* [Requirement]:
Copy each line of the listing below exactly.

BEGIN Data for the task

PR #179, opened 2017-02-13
Enforce Allowed Second Factor List

arothuis:

### DIFF
--- a/src/Surfnet/Stepup/Configuration/InstitutionConfiguration.php
+++ b/src/Surfnet/Stepup/Configuration/InstitutionConfiguration.php
@@ -172,6 +172,7 @@ class InstitutionConfiguration extends EventSourcedAggregateRoot implements Inst
 
     public function updateAllowedSecondFactorList(AllowedSecondFactorList $allowedSecondFactorList)
     {
+        // AllowedSecondFactorList can be null for InstitutionConfigurations for which this functionality did not exist
         if ($this->allowedSecondFactorList !== null
             && $this->allowedSecondFactorList->equals($allowedSecondFactorList)
         ) {
--- a/src/Surfnet/Stepup/Configuration/InstitutionConfiguration.php
+++ b/src/Surfnet/Stepup/Configuration/InstitutionConfiguration.php
@@ -172,7 +172,9 @@ class InstitutionConfiguration extends EventSourcedAggregateRoot implements Inst
 
     public function updateAllowedSecondFactorList(AllowedSecondFactorList $allowedSecondFactorList)
     {
-        if ($this->allowedSecondFactorList->equals($allowedSecondFactorList)) {
+        if ($this->allowedSecondFactorList !== null
+            && $this->allowedSecondFactorList->equals($allowedSecondFactorList)
+        ) {
             return;
         }
 
--- a/src/Surfnet/StepupMiddleware/ApiBundle/Configuration/Service/AllowedSecondFactorListService.php
+++ b/src/Surfnet/StepupMiddleware/ApiBundle/Configuration/Service/AllowedSecondFactorListService.php
@@ -20,7 +20,6 @@ namespace Surfnet\StepupMiddleware\ApiBundle\Configuration\Service;
 
 use Surfnet\Stepup\Configuration\Value\AllowedSecondFactorList;
 use Surfnet\Stepup\Configuration\Value\Institution;
-use Surfnet\StepupBundle\Value\SecondFactorType;
 use Surfnet\StepupMiddleware\ApiBundle\Configuration\Entity\AllowedSecondFactor;
 use Surfnet\StepupMiddleware\ApiBundle\Configuration\Repository\AllowedSecondFactorRepository;
 use Surfnet\StepupMiddleware\ApiBundle\Configuration\Repository\ConfiguredInstitutionRepository;
@@ -60,17 +59,5 @@ class AllowedSecondFactorListService
     public function getAllowedSecondFactorMap()
     {
         return AllowedSecondFactorMap::from($this->allowedSecondFactorRepository->findAll());
-    }
-
-    /**
-     * @param SecondFactorType $secondFactor
-     * @param Institution $institution
-     * @return bool
-     */
-    public function isSecondFactorAllowedFor(SecondFactorType $secondFactor, Institution $institution)
-    {
-        $allowedSecondFactorList = $this->getAllowedSecondFactorListFor($institution);
-
-        return $allowedSecondFactorList->allows($secondFactor);
     }
 }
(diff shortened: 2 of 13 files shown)


src/Surfnet/Stepup/Configuration/InstitutionConfiguration.php
```diff
@@ -172,7 +172,9 @@ public function configureShowRaaContactInformationOption(ShowRaaContactInformati
 
     public function updateAllowedSecondFactorList(AllowedSecondFactorList $allowedSecondFactorList)
     {
-        if ($this->allowedSecondFactorList->equals($allowedSecondFactorList)) {
+        if ($this->allowedSecondFactorList !== null
```
DRvanR: It should be documented that this can only be `null` due to pre-existing InstitutionConfigurations where this functionality did not yet exist.

src/Surfnet/StepupMiddleware/ApiBundle/Configuration/Service/AllowedSecondFactorListService.php
```diff
@@ -60,4 +61,16 @@ public function getAllowedSecondFactorMap()
     {
         return AllowedSecondFactorMap::from($this->allowedSecondFactorRepository->findAll());
     }
+
+    /**
+     * @param SecondFactorType $secondFactor
+     * @param Institution $institution
+     * @return bool
+     */
+    public function isSecondFactorAllowedFor(SecondFactorType $secondFactor, Institution $institution)
```
DRvanR: what is the purpose of this method? Why is a decision, that is deliberately exposed in a VO, hidden in a service? I would have expected the `AllowedSecondFactorList` to be retrieved with the "getter" and then used for the decision. This seems to hide the complexity for no apparent gain? Thoughts?

src/Surfnet/StepupMiddleware/CommandHandlingBundle/EventListener/CommandProcessingExceptionListener.php
```diff
@@ -18,13 +18,13 @@
...
 
-use Surfnet\StepupMiddleware\CommandHandlingBundle\Pipeline\Exception\InvalidCommandException;
+use Surfnet\StepupMiddleware\CommandHandlingBundle\Pipeline\Exception\ProcessingAbortedException;
 use Symfony\Component\EventDispatcher\EventSubscriberInterface;
 use Symfony\Component\HttpFoundation\JsonResponse;
 use Symfony\Component\HttpKernel\Event\GetResponseForExceptionEvent;
 use Symfony\Component\HttpKernel\KernelEvents;
 
-class InvalidCommandExceptionListener implements EventSubscriberInterface
+class CommandProcessingExceptionListener implements EventSubscriberInterface
```
DRvanR: Will this handle all CommandProcessingExceptions? I.e. when a DomainException is thrown? Which exceptions can I expect it to handle?

DRvanR: As an aside: what would you say about making a tech debt issue that allows for catching this specific exception at the controller level? Seems like something the controller would do. Would make it more apparent that this exists and handled...

src/Surfnet/StepupMiddleware/CommandHandlingBundle/Exception/SecondFactorNotAllowedException.php
```diff
@@ -0,0 +1,45 @@
...
+ * Unless required by applicable law or agreed to in writing, software
+ * distributed under the License is distributed on an "AS IS" BASIS,
+ * WITHOUT WARRANTIES OR CONDITIONS OF ANY KIND, either express or implied.
+ * See the License for the specific language governing permissions and
+ * limitations under the License.
+ */
+
+namespace Surfnet\StepupMiddleware\CommandHandlingBundle\Exception;
+
+use Exception;
```
DRvanR: Seems this is obsolete?

src/Surfnet/StepupMiddleware/CommandHandlingBundle/Identity/CommandHandler/IdentityCommandHandler.php
```diff
@@ -278,4 +300,20 @@ private function assertIsValidLocale(Locale $locale)
...
     }
+
+    private function assertSecondFactorIsAllowedFor(SecondFactorType $secondFactor, Institution $institution)
+    {
+        $isSecondFactorAllowed = $this->allowedSecondFactorListService->isSecondFactorAllowedFor(
+            $secondFactor,
+            new ConfigurationInstitution($institution->getInstitution())
+        );
+
+        if ($isSecondFactorAllowed === false) {
```
DRvanR: With not "hiding" the call, this would become `if (!$allowedSecondFactorList->allows($secondFactorType)) {` which to me seems a better indicator...

src/Surfnet/StepupMiddleware/CommandHandlingBundle/Tests/Identity/CommandHandler/IdentityCommandHandlerTest.php
```diff
@@ -74,17 +77,25 @@ class IdentityCommandHandlerTest extends CommandHandlerTest
...
+    /**
+     * @var AllowedSecondFactorListService|m\MockInterface
+     */
+    private $mockAllowedSecondFactorListService;
+
     protected function createCommandHandler(EventStoreInterface $eventStore, EventBusInterface $eventBus)
     {
         $aggregateFactory = new PublicConstructorAggregateFactory();
 
+        $this->mockAllowedSecondFactorListService = m::mock(AllowedSecondFactorListService::class);
```
DRvanR: there's no `setup` method to use? Seems like a strange place to do this...

src/Surfnet/StepupMiddleware/ApiBundle/Configuration/Service/AllowedSecondFactorListService.php
arothuis: You are correct. It's a force of habit that I want to hide everything behind a service call, but we have an intelligent (domain) object for this. Let's use that one instead.

src/Surfnet/StepupMiddleware/CommandHandlingBundle/EventListener/CommandProcessingExceptionListener.php
arothuis: I thought it should handle all Exceptions related to command processing. On the other hand, this listener is specifically for the  `ProcessingAbortedException`, so maybe match that.

Regarding the tech debt issue. Although I'm not sure if I follow what you are saying, I think we're on the same page. I would expect any exception as a result of an API call to be caught at controller level where its output is to be converted to API-specific response data not in some (hidden) listener.

arothuis:
Some updates ready for review.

END Data for the task

* [Finished exercise]:
PR #179, opened 2017-02-13
Enforce Allowed Second Factor List

arothuis:

### DIFF
--- a/src/Surfnet/Stepup/Configuration/InstitutionConfiguration.php
+++ b/src/Surfnet/Stepup/Configuration/InstitutionConfiguration.php
@@ -172,6 +172,7 @@ class InstitutionConfiguration extends EventSourcedAggregateRoot implements Inst
 
     public function updateAllowedSecondFactorList(AllowedSecondFactorList $allowedSecondFactorList)
     {
+        // AllowedSecondFactorList can be null for InstitutionConfigurations for which this functionality did not exist
         if ($this->allowedSecondFactorList !== null
             && $this->allowedSecondFactorList->equals($allowedSecondFactorList)
         ) {
--- a/src/Surfnet/Stepup/Configuration/InstitutionConfiguration.php
+++ b/src/Surfnet/Stepup/Configuration/InstitutionConfiguration.php
@@ -172,7 +172,9 @@ class InstitutionConfiguration extends EventSourcedAggregateRoot implements Inst
 
     public function updateAllowedSecondFactorList(AllowedSecondFactorList $allowedSecondFactorList)
     {
-        if ($this->allowedSecondFactorList->equals($allowedSecondFactorList)) {
+        if ($this->allowedSecondFactorList !== null
+            && $this->allowedSecondFactorList->equals($allowedSecondFactorList)
+        ) {
             return;
         }
 
--- a/src/Surfnet/StepupMiddleware/ApiBundle/Configuration/Service/AllowedSecondFactorListService.php
+++ b/src/Surfnet/StepupMiddleware/ApiBundle/Configuration/Service/AllowedSecondFactorListService.php
@@ -20,7 +20,6 @@ namespace Surfnet\StepupMiddleware\ApiBundle\Configuration\Service;
 
 use Surfnet\Stepup\Configuration\Value\AllowedSecondFactorList;
 use Surfnet\Stepup\Configuration\Value\Institution;
-use Surfnet\StepupBundle\Value\SecondFactorType;
 use Surfnet\StepupMiddleware\ApiBundle\Configuration\Entity\AllowedSecondFactor;
 use Surfnet\StepupMiddleware\ApiBundle\Configuration\Repository\AllowedSecondFactorRepository;
 use Surfnet\StepupMiddleware\ApiBundle\Configuration\Repository\ConfiguredInstitutionRepository;
@@ -60,17 +59,5 @@ class AllowedSecondFactorListService
     public function getAllowedSecondFactorMap()
     {
         return AllowedSecondFactorMap::from($this->allowedSecondFactorRepository->findAll());
-    }
-
-    /**
-     * @param SecondFactorType $secondFactor
-     * @param Institution $institution
-     * @return bool
-     */
-    public function isSecondFactorAllowedFor(SecondFactorType $secondFactor, Institution $institution)
-    {
-        $allowedSecondFactorList = $this->getAllowedSecondFactorListFor($institution);
-
-        return $allowedSecondFactorList->allows($secondFactor);
     }
 }
(diff shortened: 2 of 13 files shown)


src/Surfnet/Stepup/Configuration/InstitutionConfiguration.php
```diff
@@ -172,7 +172,9 @@ public function configureShowRaaContactInformationOption(ShowRaaContactInformati
 
     public function updateAllowedSecondFactorList(AllowedSecondFactorList $allowedSecondFactorList)
     {
-        if ($this->allowedSecondFactorList->equals($allowedSecondFactorList)) {
+        if ($this->allowedSecondFactorList !== null
```
DRvanR: It should be documented that this can only be `null` due to pre-existing InstitutionConfigurations where this functionality did not yet exist.

src/Surfnet/StepupMiddleware/ApiBundle/Configuration/Service/AllowedSecondFactorListService.php
```diff
@@ -60,4 +61,16 @@ public function getAllowedSecondFactorMap()
     {
         return AllowedSecondFactorMap::from($this->allowedSecondFactorRepository->findAll());
     }
+
+    /**
+     * @param SecondFactorType $secondFactor
+     * @param Institution $institution
+     * @return bool
+     */
+    public function isSecondFactorAllowedFor(SecondFactorType $secondFactor, Institution $institution)
```
DRvanR: what is the purpose of this method? Why is a decision, that is deliberately exposed in a VO, hidden in a service? I would have expected the `AllowedSecondFactorList` to be retrieved with the "getter" and then used for the decision. This seems to hide the complexity for no apparent gain? Thoughts?

src/Surfnet/StepupMiddleware/CommandHandlingBundle/EventListener/CommandProcessingExceptionListener.php
```diff
@@ -18,13 +18,13 @@
...
 
-use Surfnet\StepupMiddleware\CommandHandlingBundle\Pipeline\Exception\InvalidCommandException;
+use Surfnet\StepupMiddleware\CommandHandlingBundle\Pipeline\Exception\ProcessingAbortedException;
 use Symfony\Component\EventDispatcher\EventSubscriberInterface;
 use Symfony\Component\HttpFoundation\JsonResponse;
 use Symfony\Component\HttpKernel\Event\GetResponseForExceptionEvent;
 use Symfony\Component\HttpKernel\KernelEvents;
 
-class InvalidCommandExceptionListener implements EventSubscriberInterface
+class CommandProcessingExceptionListener implements EventSubscriberInterface
```
DRvanR: Will this handle all CommandProcessingExceptions? I.e. when a DomainException is thrown? Which exceptions can I expect it to handle?

DRvanR: As an aside: what would you say about making a tech debt issue that allows for catching this specific exception at the controller level? Seems like something the controller would do. Would make it more apparent that this exists and handled...

src/Surfnet/StepupMiddleware/CommandHandlingBundle/Exception/SecondFactorNotAllowedException.php
```diff
@@ -0,0 +1,45 @@
...
+ * Unless required by applicable law or agreed to in writing, software
+ * distributed under the License is distributed on an "AS IS" BASIS,
+ * WITHOUT WARRANTIES OR CONDITIONS OF ANY KIND, either express or implied.
+ * See the License for the specific language governing permissions and
+ * limitations under the License.
+ */
+
+namespace Surfnet\StepupMiddleware\CommandHandlingBundle\Exception;
+
+use Exception;
```
DRvanR: Seems this is obsolete?

src/Surfnet/StepupMiddleware/CommandHandlingBundle/Identity/CommandHandler/IdentityCommandHandler.php
```diff
@@ -278,4 +300,20 @@ private function assertIsValidLocale(Locale $locale)
...
     }
+
+    private function assertSecondFactorIsAllowedFor(SecondFactorType $secondFactor, Institution $institution)
+    {
+        $isSecondFactorAllowed = $this->allowedSecondFactorListService->isSecondFactorAllowedFor(
+            $secondFactor,
+            new ConfigurationInstitution($institution->getInstitution())
+        );
+
+        if ($isSecondFactorAllowed === false) {
```
DRvanR: With not "hiding" the call, this would become `if (!$allowedSecondFactorList->allows($secondFactorType)) {` which to me seems a better indicator...

src/Surfnet/StepupMiddleware/CommandHandlingBundle/Tests/Identity/CommandHandler/IdentityCommandHandlerTest.php
```diff
@@ -74,17 +77,25 @@ class IdentityCommandHandlerTest extends CommandHandlerTest
...
+    /**
+     * @var AllowedSecondFactorListService|m\MockInterface
+     */
+    private $mockAllowedSecondFactorListService;
+
     protected function createCommandHandler(EventStoreInterface $eventStore, EventBusInterface $eventBus)
     {
         $aggregateFactory = new PublicConstructorAggregateFactory();
 
+        $this->mockAllowedSecondFactorListService = m::mock(AllowedSecondFactorListService::class);
```
DRvanR: there's no `setup` method to use? Seems like a strange place to do this...

src/Surfnet/StepupMiddleware/ApiBundle/Configuration/Service/AllowedSecondFactorListService.php
arothuis: You are correct. It's a force of habit that I want to hide everything behind a service call, but we have an intelligent (domain) object for this. Let's use that one instead.

src/Surfnet/StepupMiddleware/CommandHandlingBundle/EventListener/CommandProcessingExceptionListener.php
arothuis: I thought it should handle all Exceptions related to command processing. On the other hand, this listener is specifically for the  `ProcessingAbortedException`, so maybe match that.

Regarding the tech debt issue. Although I'm not sure if I follow what you are saying, I think we're on the same page. I would expect any exception as a result of an API call to be caught at controller level where its output is to be converted to API-specific response data not in some (hidden) listener.

arothuis:
Some updates ready for review.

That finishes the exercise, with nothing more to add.